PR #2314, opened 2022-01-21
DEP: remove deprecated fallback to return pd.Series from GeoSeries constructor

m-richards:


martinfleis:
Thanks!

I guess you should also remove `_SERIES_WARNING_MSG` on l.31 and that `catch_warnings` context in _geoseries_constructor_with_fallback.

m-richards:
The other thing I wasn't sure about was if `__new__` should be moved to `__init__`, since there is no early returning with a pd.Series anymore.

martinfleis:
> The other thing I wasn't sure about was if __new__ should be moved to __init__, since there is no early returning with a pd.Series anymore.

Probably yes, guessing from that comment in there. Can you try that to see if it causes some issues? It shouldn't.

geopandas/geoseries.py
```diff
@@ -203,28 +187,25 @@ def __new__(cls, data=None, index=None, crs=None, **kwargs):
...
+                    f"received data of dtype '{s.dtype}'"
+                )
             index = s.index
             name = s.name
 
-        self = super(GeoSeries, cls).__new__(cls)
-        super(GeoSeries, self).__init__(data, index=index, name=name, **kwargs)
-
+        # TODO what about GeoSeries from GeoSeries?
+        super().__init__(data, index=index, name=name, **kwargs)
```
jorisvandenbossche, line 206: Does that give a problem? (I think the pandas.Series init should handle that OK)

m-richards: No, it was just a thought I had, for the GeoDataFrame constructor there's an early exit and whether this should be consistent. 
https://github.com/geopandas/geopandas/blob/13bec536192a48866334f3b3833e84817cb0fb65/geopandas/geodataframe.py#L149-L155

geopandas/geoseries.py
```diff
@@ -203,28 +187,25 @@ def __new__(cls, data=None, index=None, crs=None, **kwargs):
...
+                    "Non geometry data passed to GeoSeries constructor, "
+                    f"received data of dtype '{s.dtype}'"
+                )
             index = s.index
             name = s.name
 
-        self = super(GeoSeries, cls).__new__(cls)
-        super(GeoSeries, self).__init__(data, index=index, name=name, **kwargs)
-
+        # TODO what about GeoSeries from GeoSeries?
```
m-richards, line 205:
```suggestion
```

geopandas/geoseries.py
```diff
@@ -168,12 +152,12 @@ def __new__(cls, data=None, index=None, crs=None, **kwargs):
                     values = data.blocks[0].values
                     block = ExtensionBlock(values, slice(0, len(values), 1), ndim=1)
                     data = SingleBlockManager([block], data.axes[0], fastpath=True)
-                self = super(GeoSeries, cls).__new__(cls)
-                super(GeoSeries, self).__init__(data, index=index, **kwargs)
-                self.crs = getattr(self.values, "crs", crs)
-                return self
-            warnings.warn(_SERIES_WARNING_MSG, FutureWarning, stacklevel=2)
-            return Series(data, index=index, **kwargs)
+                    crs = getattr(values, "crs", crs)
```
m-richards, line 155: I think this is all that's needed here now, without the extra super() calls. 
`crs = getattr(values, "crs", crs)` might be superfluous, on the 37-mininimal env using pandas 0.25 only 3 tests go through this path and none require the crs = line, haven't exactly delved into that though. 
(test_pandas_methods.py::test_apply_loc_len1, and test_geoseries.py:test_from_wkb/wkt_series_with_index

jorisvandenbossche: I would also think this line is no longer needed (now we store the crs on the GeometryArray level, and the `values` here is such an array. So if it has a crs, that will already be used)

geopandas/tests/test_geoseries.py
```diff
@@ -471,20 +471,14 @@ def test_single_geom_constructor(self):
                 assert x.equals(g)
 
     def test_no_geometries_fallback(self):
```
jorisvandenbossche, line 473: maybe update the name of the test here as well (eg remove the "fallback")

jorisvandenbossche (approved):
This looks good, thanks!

☆ ☆ ☆ ☆ ☆

§ WHAT NEEDS TO BE DONE: The full set of records should be duplicated exactly.

§ WRITTEN SOLUTION:
PR #2314, opened 2022-01-21
DEP: remove deprecated fallback to return pd.Series from GeoSeries constructor

m-richards:


martinfleis:
Thanks!

I guess you should also remove `_SERIES_WARNING_MSG` on l.31 and that `catch_warnings` context in _geoseries_constructor_with_fallback.

m-richards:
The other thing I wasn't sure about was if `__new__` should be moved to `__init__`, since there is no early returning with a pd.Series anymore.

martinfleis:
> The other thing I wasn't sure about was if __new__ should be moved to __init__, since there is no early returning with a pd.Series anymore.

Probably yes, guessing from that comment in there. Can you try that to see if it causes some issues? It shouldn't.

geopandas/geoseries.py
```diff
@@ -203,28 +187,25 @@ def __new__(cls, data=None, index=None, crs=None, **kwargs):
...
+                    f"received data of dtype '{s.dtype}'"
+                )
             index = s.index
             name = s.name
 
-        self = super(GeoSeries, cls).__new__(cls)
-        super(GeoSeries, self).__init__(data, index=index, name=name, **kwargs)
-
+        # TODO what about GeoSeries from GeoSeries?
+        super().__init__(data, index=index, name=name, **kwargs)
```
jorisvandenbossche, line 206: Does that give a problem? (I think the pandas.Series init should handle that OK)

m-richards: No, it was just a thought I had, for the GeoDataFrame constructor there's an early exit and whether this should be consistent. 
https://github.com/geopandas/geopandas/blob/13bec536192a48866334f3b3833e84817cb0fb65/geopandas/geodataframe.py#L149-L155

geopandas/geoseries.py
```diff
@@ -203,28 +187,25 @@ def __new__(cls, data=None, index=None, crs=None, **kwargs):
...
+                    "Non geometry data passed to GeoSeries constructor, "
+                    f"received data of dtype '{s.dtype}'"
+                )
             index = s.index
             name = s.name
 
-        self = super(GeoSeries, cls).__new__(cls)
-        super(GeoSeries, self).__init__(data, index=index, name=name, **kwargs)
-
+        # TODO what about GeoSeries from GeoSeries?
```
m-richards, line 205:
```suggestion
```

geopandas/geoseries.py
```diff
@@ -168,12 +152,12 @@ def __new__(cls, data=None, index=None, crs=None, **kwargs):
                     values = data.blocks[0].values
                     block = ExtensionBlock(values, slice(0, len(values), 1), ndim=1)
                     data = SingleBlockManager([block], data.axes[0], fastpath=True)
-                self = super(GeoSeries, cls).__new__(cls)
-                super(GeoSeries, self).__init__(data, index=index, **kwargs)
-                self.crs = getattr(self.values, "crs", crs)
-                return self
-            warnings.warn(_SERIES_WARNING_MSG, FutureWarning, stacklevel=2)
-            return Series(data, index=index, **kwargs)
+                    crs = getattr(values, "crs", crs)
```
m-richards, line 155: I think this is all that's needed here now, without the extra super() calls. 
`crs = getattr(values, "crs", crs)` might be superfluous, on the 37-mininimal env using pandas 0.25 only 3 tests go through this path and none require the crs = line, haven't exactly delved into that though. 
(test_pandas_methods.py::test_apply_loc_len1, and test_geoseries.py:test_from_wkb/wkt_series_with_index

jorisvandenbossche: I would also think this line is no longer needed (now we store the crs on the GeometryArray level, and the `values` here is such an array. So if it has a crs, that will already be used)

geopandas/tests/test_geoseries.py
```diff
@@ -471,20 +471,14 @@ def test_single_geom_constructor(self):
                 assert x.equals(g)
 
     def test_no_geometries_fallback(self):
```
jorisvandenbossche, line 473: maybe update the name of the test here as well (eg remove the "fallback")

jorisvandenbossche (approved):
This looks good, thanks!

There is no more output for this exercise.